I guess I’m not sure why this is an “issue”, or what exactly it means to say that it’s a “coordination issue”. The point I am making is that we can say: “if the researchers offer reward structure X, then the answer that makes sense is Y”. For the first reward structure I described, either answer is equally profitable for Beauty. For the second reward structure I described, “tails” is the more profitable answer.
Saying “let’s instead make the reward structure different in this-and-such way” misses the point. For any given reward structure, there is some way for Beauty to answer that maximizes her reward. For a different reward structure, the best answer might be something else. That’s all.
(All of this is described, and even better than I’m doing, in this old post that is linked from the OP.)
If you eliminate that issue by saying that only Monday guesses count, or that only the last guess counts, you’ll find that Beuaty has to assign probability 1⁄3 to Heads in order to do the right thing by using standard decision theory.
Right, this is an example of what I’m saying: change the reward structure, and the profit-maximizing answer may well change. None of this seems to motivate the idea that there’s some answer which is simple “correct”, in a way that’s divorced from some goal you’re trying to accomplish, some reason why you care about the answer, etc. (Decision theory without any value/goals/rewards is nonsense, after all!)
“But,” says the causal decision theorist, “to take only one box, you must somehow believe that your choice can affect whether box B is empty or full—and that’s unreasonable! Omega has already left! It’s physically impossible!”
Unreasonable? I am a rationalist: what do I care about being unreasonable? I don’t have to conform to a particular ritual of cognition. I don’t have to take only box B because I believe my choice affects the box, even though Omega has already left. I can just… take only box B.
Similarly, Sleeping Beauty doesn’t have to answer “tails” because she believes that the probability of tails is 1⁄3. She can just… answer “tails”. Beauty is not obligated to believe anything whatsoever.
And to quote the post linked in the parent comment:
But in the original problem, when she is asked “What is your credence now for the proposition that our coin landed heads?”, a much better answer than “.5” is “Why do you want to know?”. If she knows how she’s being graded, then there’s an easy correct answer, which isn’t always .5; if not, she will have to do her best to guess what type of answer the experimenters are looking for; and if she’s not being graded at all, then she can say whatever the hell she wants (acceptable answers would include “0.0001,” “3⁄2,” and “purple”).
The linked post by ata is simply wrong. It presents the scenario where
Each interview consists of Sleeping Beauty guessing whether the coin came up heads or tails. After the experiment, she will be given a dollar if she was correct on Monday.
In this case, she should clearly be indifferent (which you can call “.5 credence” if you’d like, but it seems a bit unnecessary).

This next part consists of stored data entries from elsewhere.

PR #179, opened 2019-02-04
Incorporate feedback from hands-on

titosanxez:


examples/routing_service_shapes_processor/cpp/README.rst
```diff
@@ -21,6 +21,7 @@ From the directory containing the example sources:
     cd build
     cmake -DCONNEXTDDS_DIR=<Connext directory> \
             -DCONNEXTDDS_ARCH=<ARCH> \
+            -DCMAKE_RUNTIME_OUTPUT_DIRECTORY
```
iblancasa: This needs a value and is something you  can set as a target property

titosanxez: Good catch, I forgot to update this properly. Will this be enough for Visual Studio?

examples/routing_service_shapes_processor/cpp/CMakeLists.txt
```diff
@@ -33,16 +44,27 @@ find_package(
 add_library(shapesprocessor
     "${CMAKE_CURRENT_SOURCE_DIR}/ShapesProcessor.cxx")
 
+# Set target properties for lang requirement output library name
+set_target_properties(shapesprocessor
+    PROPERTIES
+        CXX_STANDARD 11
+        OUTPUT_NAME_DEBUG shapesprocessord
+        LIBRARY_OUTPUT_DIRECTORY "${output_dir}"
```
iblancasa: Do you need to specify all the configurations? I mean, if you set ``LIBRARY_OUTPUT_DIRECTORY`` you shouldn't need to set ``LIBRARY_OUTPUT_DIRECTORY_RELEASE`` . If ``LIBRARY_OUTPUT_DIRECTORY_RELEASE`` is not set, CMake will try to use ``LIBRARY_OUTPUT_DIRECTORY``.

titosanxez: We discussed this online and we agreed we need them

PR #183, opened 2019-03-15
Fixing several issues with examples for 6.0.1 (GMAINT-135 GMAINT-134 GMAINT-124)

juanlu-rti:
@iblancasa , could you review these changes? This was detected by Ismael when building in VS. Before the change it was building with the same library for both modes (release or debug). So there was a correct build given the specified mode, but you could not have both correct builds (debug/release) at the same time.


juanlu-rti:
@titosanxez , I have fixed GMAINT-135, GMAINT-134 and GMAINT-124. For GMAINT-135 you should see RECORD-1113, as I found a related product issue.

PR #1189, opened 2025-04-14
Improve flat terrain generation in the Voxel demo

Calinou:
This adds 2 layers of dirt below the grass layer and a layer of indestructible bedrock below it so you can't fall off the world.

## Preview

image


aaronfranke (approved):
The reason the terrain was so thin before was due to performance reasons, it was quite slow in Godot 3.x at least to have thick terrain. However if this performs well then let's do it.

PR #1193, opened 2025-04-16
Improve static checks by using pre-commit

Calinou:
The setup is taken from the main Godot repository.


aaronfranke (approved):

Calinou:
I think we should hold on merging this until https://github.com/godotengine/godot/issues/105456 is fixed, as this will cause issues otherwise. Therefore, I'll mark this as a draft.

**Edit:** https://github.com/godotengine/godot/pull/105779 aims to fix this issue.

PR #1195, opened 2025-04-18
Use Jolt Physics in all 3D demos that use physics, improve physics tests demos

Calinou:
- Add options for physics ticks per second, time scale, max physics steps per frame and physics interpolation to the 2D and 3D physics tests demos.
  - Physics ticks per second are always multiplied by time scale so that time scale does not affect the physics simulation quality.
- Enable 4× MSAA for better debug shape display. Remove meshes/lights as the debug collision fill make these unnecessary.
  - Switch to the Mobile rendering method in the 2D physics tests demo to allow for 2D MSAA, as it's not implemented in Compatibility yet.
- Improve collision shapes color in the 2D and 3D physics tests demos for better visibility. Each PhysicsBody type now has its own collision shape color.

I've tested all demos and can confirm they work as expected. I also fixed a few issues in the 3D physics tests demo (e.g. the moving platform not moving anymore after the project was upgraded, due to a broken AnimationPlayer setup).

## Preview

2D

3D


aaronfranke (approved):

3d/kinematic_character/project.godot
```diff
@@ -84,6 +84,7 @@ exit={
 
 common/physics_ticks_per_second=120
 3d/default_gravity=13.0
+3d/physics_engine="Jolt Physics"
```
Rindbee, line 87: I'm curious if this was added manually in an external editor, or automatically by changing the project settings.

After opening the project via the editor, the order changes.

```diff
diff --git a/3d/kinematic_character/project.godot b/3d/kinematic_character/project.godot
index b834bb6d..9119392c 100644
--- a/3d/kinematic_character/project.godot
+++ b/3d/kinematic_character/project.godot
@@ -83,8 +83,8 @@ exit={
 [physics]
 
 common/physics_ticks_per_second=120
-3d/default_gravity=13.0
 3d/physics_engine="Jolt Physics"
+3d/default_gravity=13.0
 common/physics_interpolation=true
 
 [rendering]
```

Calinou: This was added with search-and-replace in an external editor, which is why ordering can change on save.

When 4.5.stable is released, I'll go through all demos and resave them to avoid further diffs.

PR #1197, opened 2025-04-24
Add a simple rhythm game demo

PizzaLovers007:
Follow-up for one of the project suggestions in https://github.com/godotengine/godot/pull/105510#issuecomment-2816774232.

This demo project is a rhythm game that utilizes the audio syncing strategies from https://docs.godotengine.org/en/stable/tutorials/audio/sync_with_audio.html along with a [1€ filter](https://gery.casiez.net/1euro/) to have a smooth and accurate playback position. The project was built in 4.4.1.stable, thus not requiring the DSP time/`play_scheduled` from godotengine/godot#105510.

The song was taken from the [BPM Sync](https://github.com/godotengine/godot-demo-projects/tree/master/audio/bpm_sync) demo project, and all other assets were made by me.

Key design decisions:
* The 1€ filter operates on the delta between the audio clock and system clock, rather than the time itself. This is because the anti-jittering mechanism only works well when the filtered value changes very little.
* V-sync is disabled to allow for more precise input timings (capped at 1000 FPS). "Mailbox" would be ideal here, but this behaves like `VSYNC_ENABLED` with **Compatibility** render mode. Switching to **Forward+** for this specific reason didn't seem worthwhile since tearing is not visible due to the notes moving vertically.


Calinou:
> V-sync is disabled to allow for more precise input timings (capped at 1000 FPS). "Mailbox" would be ideal here, but this behaves like VSYNC_ENABLED with Compatibility render mode. Switching to Forward+ for this specific reason didn't seem worthwhile since tearing is not visible due to the notes moving vertically.

Note that this should no longer be necessary if https://github.com/godotengine/godot-proposals/issues/552 is implemented.

audio/rhythm_game/globals/one_euro_filter.gd
```diff
@@ -0,0 +1,43 @@
+## Implementation of the 1€ filter (https://gery.casiez.net/1euro/).
+##
+## Modification of https://github.com/patrykkalinowski/godot-xr-kit/blob/master/addons/xr-kit/smooth-input-filter/scripts/one_euro_filter.gd
```
fire, line 3:
```suggestion
## Copyright (c) 2023 Patryk Kalinowski (patrykkalinowski.com)
## SPDX-License-Identifier: MIT
##
## Implementation of the 1€ filter (https://gery.casiez.net/1euro/).
## 
## Modification of https://github.com/patrykkalinowski/godot-xr-kit/blob/master/addons/xr-kit/smooth-input-filter/scripts/one_euro_filter.gd
```

How does this look?

PizzaLovers007: Good point, I added the license (moved it out of the documentation comment into a regular comment).

fire:
From the other pull request, I really appreciated the web demo for explaining.

PizzaLovers007:
The metronome demo PR is done now 😃 I was working on cleaning things up before sending it out. #1199

fire:
I played with the demo and I didn't notice any problems. The game was pretty fun!

fire (commented):
I noticed that when toggling the checkbox the filter in the middle of the game it doesn't reset and required a reset. Not sure.

PizzaLovers007:
> I noticed that when toggling the checkbox the filter in the middle of the game it doesn't reset and required a reset. Not sure.

Do you mean the checkbox setting persists after pressing R to restart? This is intentional since I thought it would make sense to see the opposite filter setting from the beginning if you toggled first, then hit R.

It's supposed to immediately swap between the filtered and unfiltered playback position though, so if you need to hit R to restart before the setting takes effect then something is wrong.

mk56-spn:
i have some minor gripes: 

the default latency is way overdone, 

this is after all a test that will mostly be used by devs on computers, where 42 ms of audio lag is very uncommon on the sort of systems a rhythm game would be being tested on in my estimation ( other than phones) 

granted i am not recommending a value as low as mine because i am using a very low latency setup, but something like + 10 ms seems more in line  with what most people would expect
image

overall a very well synced and pleasing demo that demonstrates the massive difference a filter does ( its noticeable enough on a 60 refresh rate and helps immensely there already, but cranking it up to 144 or 360 which is not uncommon in the rhythm game play landscape shows a world of difference.

if i had any other requests it would be a scroll speed slider, given jitter is most visible at higher scroll speeds, this would make the difference more stark on 60 especially

fire (approved):

PizzaLovers007:
Thanks for testing! I'm surprised -2ms is what you felt was correct. I do agree that 42ms is odd, but after repeated tests I can get it consistently <1ms error. I lowered it to 20ms to try to strike a middle ground.

I also added some more things:
* Scroll speed slider
* Sync test chart (simple quarter notes, maybe this would help with input sync testing)
* Metronome, though "flawed" because of the lack of sound scheduling

fire:
@Calinou Can you take a look? If you approve we can merge.

PizzaLovers007:
I've added a graph inspired by ITG Simply Love's results screen:
rhythm_game

Does this look good/is intuitive?

mk56-spn:
> I've added a graph inspired by ITG Simply Love's results screen: rhythm_game
> 
> Does this look good/is intuitive? Points below the line are late hits, and above the line are early hits.

clean and simple , similar to etternas too ( i believe both are Stepmania forks)

fire:
I uploaded this project as a itchio web https://ifiregames.itch.io/godot-engine-samples-rhythm-game

Calinou (approved):

I think this is a pretty good start as it is. I can perform a polishing pass after it's merged.

My score on a first playthrough (never listened to the full song before):

Screenshot_20250522_225749

I kept the latency settings to their default. I'm on a 240 Hz display with X11 compositing disabled and it seemed suitable out of the box. It was perhaps a tad high and could be changed according to the monitor refresh rate on startup automatically, but this can be difficult to get right.

fire:
Thanks!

But this is not correct. If you work out the result with standard decision theory, you get indifference between guessing Heads or Tails only if Beauty’s subjective probability of Heads is 1⁄3, not 1⁄2.
You are of course right that anyone can just decide to act, without thinking about probabilities, or decision theory, or moral philosophy, or anything else. But probability and decision theory have proven to be useful in numerous applications, and the Sleeping Beauty problem is about probability, presumably with the goal of clarifying how probability works, so that we can use it in practice with even more confidence. Saying that she could just make a decision without considering probabilities rather misses the point.

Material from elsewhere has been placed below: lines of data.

PR #1191, opened 2025-04-15
Add Sprite3D and AnimatedSprite3D demo

yuantianle:
Finish demoing the project and implementing Sprite3D and AnimatedSprite3D. Also, provide game visual effects using shaders.

TODO: The link to the demo on the asset library in the README needs to be added. 

Related to #1173

PR #1198, opened 2025-04-24
Fix Sprite3D shader effect bug

yuantianle:
The normal was not calculated correctly

This is for the bug fix of the merged PR for #1191 

Before: 
image
After:
image


aaronfranke (approved):
Looks good to me.

PR #1205, opened 2025-05-15
Disable GH `export_web` workflow in forks

Alex2782:
https://github.com/godotengine/godot-demo-projects/pull/1127#issuecomment-2885245893

In my fork it is skipped, or should we leave `static checks` active in forks?

Bildschirmfoto 2025-05-16 um 01 42 12

### DIFF
--- a/.github/workflows/export_web.yml
+++ b/.github/workflows/export_web.yml
@@ -9,6 +9,7 @@ env:
 
 jobs:
   export-html5:
+    if: github.repository == 'godotengine/godot-demo-projects'
     name: Export projects to Web and deploy to GitHub Pages
     runs-on: ubuntu-24.04
     container:


aaronfranke:
We should keep static checks in forks, so that people can see if their PR has formatting issues before they submit a PR.

LikeLakers2:
I would recommend against locking the workflows to the main repository.

For one, by default, workflows do not run on forks. You have to go to the actions section and tell it to allow the workflows.

Additionally, if someone did enable workflows on their fork, but doesn't want certain workflows to run on their fork, they can [disable specific workflows.](https://docs.github.com/en/actions/managing-workflow-runs-and-deployments/managing-workflow-runs/disabling-and-enabling-a-workflow)

.github/workflows/static_checks.yml
```diff
@@ -3,6 +3,7 @@ on: [push, pull_request]
 
 jobs:
   format:
+    if: github.repository == 'godotengine/godot-demo-projects'
```
LikeLakers2, line 6: I would recommend against locking the formatting job to the main repository.

If you're concerned about it running on your fork when you don't want it to, [it's possible to disable specific workflows from the Actions tab](https://docs.github.com/en/actions/managing-workflow-runs-and-deployments/managing-workflow-runs/disabling-and-enabling-a-workflow).

Alex2782:
On my fork, static checks were executed in the new version.

image

aaronfranke (approved):

Calinou (approved):
Thanks!

PR #1208, opened 2025-05-29
navigation_astar: Migrate to TileMapLayer and various cleanups

rudis:
Hi,

besides the TileMapLayer migration I performed a few cleanups and added some comments which might be helpful.

Best,
Simon


Calinou (approved):
Tested locally on 4.4.1.stable, it works as expected.

Thanks!

PR #1211, opened 2025-06-09
Move Compute Shader Heightmap demo to the `compute/` folder

Calinou:
- Use GitHub admonition syntax in its README.


akien-mga (approved):

akien-mga:
Thanks!

Issue #1061, opened 2024-05-30
Update plugins demo to use custom Resources


Calinou:
**Which demo project is affected:** https://github.com/godotengine/godot-demo-projects/tree/master/plugins

**Description:** The Plugins demo currently doesn't rely on custom Resources and uses Nodes instead. This was because of limitations in Godot 3.x that made it impossible to export custom Resources. However, this limitation has been lifted in Godot 4.0, so the demo should be updated to use the new recommended usage patterns.

Calinou:
- This was implemented by https://github.com/godotengine/godot-demo-projects/pull/1219, closing.

PR #1219, opened 2025-06-24
Refactor Material Creator Plugin Demo to use custom resource-based data

SarunasRamonas:
Summary
- Refactored the **Material Creator plugin** to use custom Resource classes instead of Node for material data.
Addressing Issue #1061 .
- Replaced manual JSON serialization with Godot's built-in ResourceSaver and ResourceLoader.


plugins/addons/material_creator/material_creator.gd
```diff
@@ -41,56 +41,33 @@ func apply_pressed() -> void:
...
 
 func save_file_selected(path: String) -> bool:
-	var silly_resource: Variant = _silly_resource_from_values()
-	# Make a file, store the silly material as a JSON string.
-	var file := FileAccess.open(path, FileAccess.WRITE)
-	file.store_string(silly_resource.make_json())
-
-	return true
+	var silly_resource: Resource = _silly_resource_from_values()
+	# Save the resource as a .tres file using Godot's ResourceSaver
```
AThousandShips:
```suggestion
	# Save the resource as a .tres file using Godot's ResourceSaver.
```
Per the comment style

plugins/addons/material_creator/material_creator.gd
```diff
@@ -41,56 +41,33 @@ func apply_pressed() -> void:
...
-		$VBoxContainer/AlbedoColorPicker.color = silly_resource.albedo_color
-		$VBoxContainer/MetallicSlider.value = silly_resource.metallic_strength
-		$VBoxContainer/RoughnessSlider.value = silly_resource.roughness_strength
-
-		# Return `true` to indicate success.
-		return true
-
-	# If the file does not exist, then return `false` to indicate failure.
-	return false
+	# Load the resource using Godot's ResourceLoader
```
AThousandShips:
```suggestion
	# Load the resource using Godot's ResourceLoader.
```

plugins/addons/material_creator/material_creator.gd
```diff
@@ -41,56 +41,33 @@ func apply_pressed() -> void:
...
+func _silly_resource_from_values() -> Resource:
 	# Get the values from the sliders and color picker.
 	var color: Color = $VBoxContainer/AlbedoColorPicker.color
 	var metallic: float = $VBoxContainer/MetallicSlider.value
 	var roughness: float = $VBoxContainer/RoughnessSlider.value
-	# Make a new silly resource (which in this case actually is a node) and initialize it.
-	var silly_resource: Variant = silly_material_resource.new()
-	#silly_resource.init()
-
+	# Make a new silly resource (now a Resource, not a Node)
```
AThousandShips:
```suggestion
	# Make a new silly resource (now a Resource, not a Node).
```

plugins/addons/material_creator/material_creator.gd
```diff
@@ -41,56 +41,33 @@ func apply_pressed() -> void:
...
+	var silly_resource: Resource = silly_material_resource.new()
 	# Assign the values.
 	silly_resource.albedo_color = color
 	silly_resource.metallic_strength = metallic
 	silly_resource.roughness_strength = roughness
-
 	return silly_resource
```
AThousandShips:
```suggestion

	return silly_resource
```
Unrelated and hurts readability, should be restored

plugins/addons/material_creator/material_creator.gd
```diff
@@ -41,56 +41,33 @@ func apply_pressed() -> void:
...
-	var silly_resource: Variant = _silly_resource_from_values()
-	# Make a file, store the silly material as a JSON string.
-	var file := FileAccess.open(path, FileAccess.WRITE)
-	file.store_string(silly_resource.make_json())
-
-	return true
+	var silly_resource: Resource = _silly_resource_from_values()
+	# Save the resource as a .tres file using Godot's ResourceSaver
+	var err = ResourceSaver.save(silly_resource, path)
+	return err == OK
```
AThousandShips:
```suggestion
	return ResourceSaver.save(silly_resource, path) == OK
```
No need for a temporary here IMO

plugins/addons/material_creator/material_resource.gd
```diff
@@ -1,15 +1,14 @@
...
-var metallic_strength := 0.0
-var roughness_strength := 0.0
+# Use export to make properties visible and serializable in the inspector and for resource saving/loading.
+@export var albedo_color: Color = Color.BLACK
+@export var metallic_strength: float = 0.0
+@export var roughness_strength: float = 0.0
 
 
+# Create a StandardMaterial3D from the resource's properties.
+=======
```
aaronfranke: `=======` is not valid GDScript.

SarunasRamonas: Thank you. Removed merge conflict markers leftover.

Calinou:
@SarunasRamonas The latest commit in this PR looks unrelated. Did you mean to commit it to another branch?

SarunasRamonas:
> @SarunasRamonas The latest commit in this PR looks unrelated. Did you mean to commit it to another branch?

Yes, you're right, so sorry about that. I have fixed it and reset the branch to the previous commit. Thanks for pointing it out.

plugins/addons/material_creator/material_creator.gd
```diff
@@ -41,53 +41,30 @@ func apply_pressed() -> void:
...
-		$VBoxContainer/MetallicSlider.value = silly_resource.metallic_strength
-		$VBoxContainer/RoughnessSlider.value = silly_resource.roughness_strength
-
-		# Return `true` to indicate success.
-		return true
-
-	# If the file does not exist, then return `false` to indicate failure.
-	return false
+	# Load the resource using Godot's ResourceLoader.
+	var silly_resource: Resource = ResourceLoader.load(path)
```
aaronfranke: You can't use `ResourceLoader` on resources that haven't been imported by an `EditorImportPlugin`.

The problem is that the existing `EditorImportPlugin` only recognizes `*.mtxt` files but the saver saves as `*.silly_mat`, so it never gets imported. This is a pre-existing bug but it was hidden before because it was loading directly before instead of using ResourceImporter.

Arguably what this PR does is the better behavior for the editor, however, I think that both options should be kept around supported. The code in this PR won't work for dynamic runtime loading outside of `res://`, so the existing code is better for that. There can be comments explaining why to prefer one over the other.

SarunasRamonas: Thanks for pointing that out.
At the moment the PR can't actually save/load `.silly_mat` because there's no custom loader/saver registered for that extension, and it also doesn't recognize `.mtxt`.

I'll update PR to:
- add proper support for `.silly_mat` via a custom loader/saver;
- keep `.mtxt` recognized by the importer so both source and resource paths are covered.

Appreciate feedback, I'll get this cleaned up.

SarunasRamonas:
- Add proper support for .silly_mat via a custom loader/saver;
- Keep .mtxt recognized by the importer so both source and resource paths are covered.
403a4c0

aaronfranke (approved):
Thank you for working on this. However, this demo is still in a really bad state. I considered pushing fixes to this PR, but honestly this needs significant enough changes that I'd rather open up a separate PR. This PR is still an improvement so I'll merge this and build on top of your work.

aaronfranke:
I opened PR #1261 as a follow-up to overhaul this plugin demo.

PR #957, opened 2026-06-26
Initialize auth before fullscreen terminal routes

ZacharyZcR:
## Summary
- gate fullscreen feature routes until the app API/session bootstrap completes
- restore the Electron JWT into localStorage before rendering terminal views
- preserve the existing fullscreen login fallback when authentication is unavailable

## Test
- npm run type-check

Fixes Termix-SSH/Support#899


LukeGus:
LGTM, thanks

PR #960, opened 2026-06-26
feat: support SSH agent auth across SSH features

ZacharyZcR:
## Summary
- reuse the existing SSH agent socket resolver to attach ssh2 agents consistently
- support agent auth in file manager, Docker, metrics, tmux monitor, snippets, Proxmox discovery, credential deploy, and jump-host chains
- handle serialized terminalConfig values and cover agent config attachment in tests

## Scope
This addresses the SSH-agent based path for Termix-SSH/Support#821, including YubiKey keys exposed through ssh-agent, gpg-agent, or compatible agent sockets. Direct PKCS#11 library loading is intentionally left out for a separate follow-up.

## Tests
- npm run type-check
- npm run test -- src/backend/ssh/terminal-agent-auth.test.ts
- npx eslint <touched files>

Note: full npm run lint still fails on an existing unrelated unused import in src/backend/ssh/managers/wireguard.ts.


LukeGus:
LGTM, thanks

PR #963, opened 2026-06-26
fix(tunnel): skip endpoint credential validation for direct tunnels

WardenPro:
## Problem

A user connecting to their server **using SSH key authentication only** (no password) sets up a LOCAL tunnel with **"This host (direct tunnel)"** as the endpoint.

When trying to start the tunnel, Termix throws this error:

> Cannot connect tunnel '...': endpoint host requires password authentication but no plaintext password available.

The user never configured a password — the server doesn't have one. They use an SSH key stored in Termix's credential system. The SSH terminal works perfectly fine with that same host, but the tunnel fails every time.

## Root Cause

When building the tunnel connect request, the frontend needs to fill the `endpointAuthMethod` field. For a direct tunnel ("This host"), there is no separate endpoint host to look up, so `endpointSsh` is `undefined`. The code falls back to a hardcoded default:

```js
endpointAuthMethod: endpointSsh?.authType ?? "password"
```

This sends `"password"` to the backend even when the host uses SSH key auth. The backend sees `authMethod: "password"` with no password available and blocks the connection.

## Fix

Two places corrected:

1. **Frontend** — for a direct tunnel, the endpoint is the same host as the source, so use its actual `authType` instead of the `"password"` fallback.
2. **Backend** — defensive guard: skip endpoint credential validation for direct (single-host) tunnels, which never open a second SSH connection.

## Test plan

- [ ] Host configured with SSH key auth (credential or direct key)
- [ ] LOCAL tunnel with "This host (direct tunnel)" → connects without error
- [ ] Tunnel to a separate SSH endpoint → credential validation still works correctly


LukeGus:
LGTM, thanks

PR #964, opened 2026-06-26
fix: use correct translation key for nav.close

reppiz:
# Overview

Fixed invalid translation key for close tab. `nav.closeTab` doesn't exist in the JSON locale files. There is a `nav.close` so I imagine this what we want. 

Using `nav.closeTab` shows up as text when right clicking the existing connection tabs. 

# Changes Made

`/src/ui/shell/TabBar.tsx`

changed line 565 from `{t("nav.closeTab")}` to `{t("nav.close")}`.


LukeGus:
LGTM, thanks

PR #968, opened 2026-06-27
Fix VNC required argument handshake

ZacharyZcR:
## Summary
- handle guacd required/require argument requests in the guacamole-lite patch
- send stored connection settings back through argv/blob/end streams instead of forwarding the request to the browser
- add a regression test that verifies the patched guacamole-lite client handles dynamic argument requests

## Verification
- node scripts/patch-guacamole-lite.cjs
- npm exec vitest run -- scripts/patch-guacamole-lite.test.ts
- npx prettier --check .
- npm run lint
- npx tsc --noEmit
- npm run build

Fixes Termix-SSH/Support#906


LukeGus:
LGTM, thanks

PR #969, opened 2026-06-27
Prioritize host results in command palette search

ZacharyZcR:
## Summary
- move the Servers and Hosts results block to the top of the command palette while a search query is active
- keep the existing Quick Actions / Recent Activity first layout when the search field is empty

## Verification
- npx prettier --check .
- npx tsc --noEmit
- npm run lint
- npm run build

Fixes Termix-SSH/Support#902


LukeGus:
LGTM, thanks

PR #970, opened 2026-06-27
Prevent sidebar host hover layout shift

ZacharyZcR:
## Summary
- make sidebar host hover action trays float outside the row layout
- keep click/touch action trays expanding as before
- apply the same no-layout-shift behavior to compact and regular host rows

## Verification
- npx prettier --check .
- npx tsc --noEmit
- npm run lint
- npm run build

Fixes Termix-SSH/Support#903


LukeGus:
LGTM, thanks

PR #973, opened 2026-06-27
Make file downloads reliable in desktop app

ZacharyZcR:
## Summary
- keep blob download URLs alive briefly after triggering a file-manager download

If you work out the result with standard decision theory, you get indifference between guessing Heads or Tails only if Beauty’s subjective probability of Heads is 1⁄3, not 1⁄2.
I don’t know about “standard decision theory”, but it seems to me that—in the described case (only Monday’s answer matters)—guessing Heads yields an average of 50¢ at the end, and guessing Tails also yields an average of 50¢ at the end. I don’t see that Beauty has to assign any credences or subjective probabilities to anything in order to deduce this.

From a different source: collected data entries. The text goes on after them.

PR #980, opened 2026-06-28
Fix shared snippet folder visibility

### LINKED ISSUE #879: [BUG] Snippet Sharing
### Platform

TrueNas Scale Apps - Ubuntu VM

### Version

2.4.1_1.2.12

### The Problem

Sharing Snippets that are already in a folder does not show until the user creates a folder with the exact same name - Possibly look to share the folder and all snippets in that folder ?

### How to Reproduce

Sharer
1.Snippets
2.Open Folder 
3.Share Snippet
4.User or Role Share
User/Roles
1.Snippets
2.Dont see the shared snippet
3.Create Folder - Exact Same Folder Name as the Sharers folder name
4.Snippet is then seen in the folder

---

> [!NOTE]
> Submitted via the Termix Discord Support Bot
> Reported by snicher_za on Discord
> [View Discord thread](https://discord.com/channels/1347374268253470720/1519001038219120811)

kavix:
Resolves Termix-SSH/Support#879 by introducing virtual folders in the sidebar to prevent shared snippets from disappearing if their folder doesn't exist for the recipient.

### DIFF
--- a/src/types/ui-types.ts
+++ b/src/types/ui-types.ts
@@ -223,11 +223,7 @@ export type Tab = {
 };
 
 export type DockerContainerStatus =
-  | "running"
-  | "exited"
-  | "paused"
-  | "created"
-  | "restarting";
+  "running" | "exited" | "paused" | "created" | "restarting";
 
 export type DockerContainer = {
   id: string;
@@ -276,10 +272,7 @@ export type LayoutPreset = {
 };
 
 export type UserProfileSection =
-  | "account"
-  | "appearance"
-  | "security"
-  | "api-keys";
+  "account" | "appearance" | "security" | "api-keys";
 export type AdminSection =
   | "general"
   | "sso"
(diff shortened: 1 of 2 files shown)


ZacharyZcR (changes requested):
Thanks for the contribution. This is close, but I don't think it is merge-ready yet.

Blocking issues:
- Shared snippets whose folder does not exist locally are now included in  and also rendered again under the new virtual folder. That makes the same shared snippet appear twice.  should stay limited to snippets with no folder, while virtual folders should handle snippets with a non-empty missing folder.
- Checking formatting... fails on , so CI would fail once checks run.

Also, please keep the PR scoped to the missing-folder visibility bug. Virtual folders should not be editable/deletable, and they should not become selectable as real destination folders unless that behavior is intentional.

ZacharyZcR:
Clarifying the review above because the code identifiers were stripped from the first message:

- `uncategorizedSnippets` currently includes snippets whose folder name is missing locally, while the same snippets are also rendered under the virtual folder. That duplicates shared snippets in the sidebar. `uncategorizedSnippets` should only include snippets with no folder; snippets with a non-empty missing folder should be shown only under their virtual folder.
- `npx prettier --check src/ui/sidebar/SnippetsPanel.tsx src/types/ui-types.ts` currently fails on `src/ui/sidebar/SnippetsPanel.tsx`.
- Please keep the change scoped to visibility. Virtual folders should not be editable/deletable, and they should not be selectable as real destination folders unless that behavior is intentional.

ZacharyZcR:
Thanks for the update. The duplicate display issue looks fixed now.

There are still two blockers before this can be merged:

- The PR is currently closed, so it cannot be merged unless it is reopened or recreated.
- `npx prettier --check src/ui/sidebar/SnippetsPanel.tsx src/types/ui-types.ts` still fails, now on `src/types/ui-types.ts`.

Please also remove unrelated changes from `src/types/ui-types.ts` and keep the PR scoped to the shared snippet folder visibility fix.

As the linked post says, you can call this “0.5 credence”. But, if you don’t want to, you can also not call it “0.5 credence”. You don’t have to call it anything. You can just be indifferent.
You are of course right that anyone can just decide to act, without thinking about probabilities, or decision theory, or moral philosophy, or anything else.
My point is that “just deciding to act” in this case actually gets us the result that we want. Saying that probability and decision theory are “useful” is beside the point, since we already have the answer we actually care about, which is: “what do I [Sleeping Beauty] say to the experimenters in order to maximize my profit?”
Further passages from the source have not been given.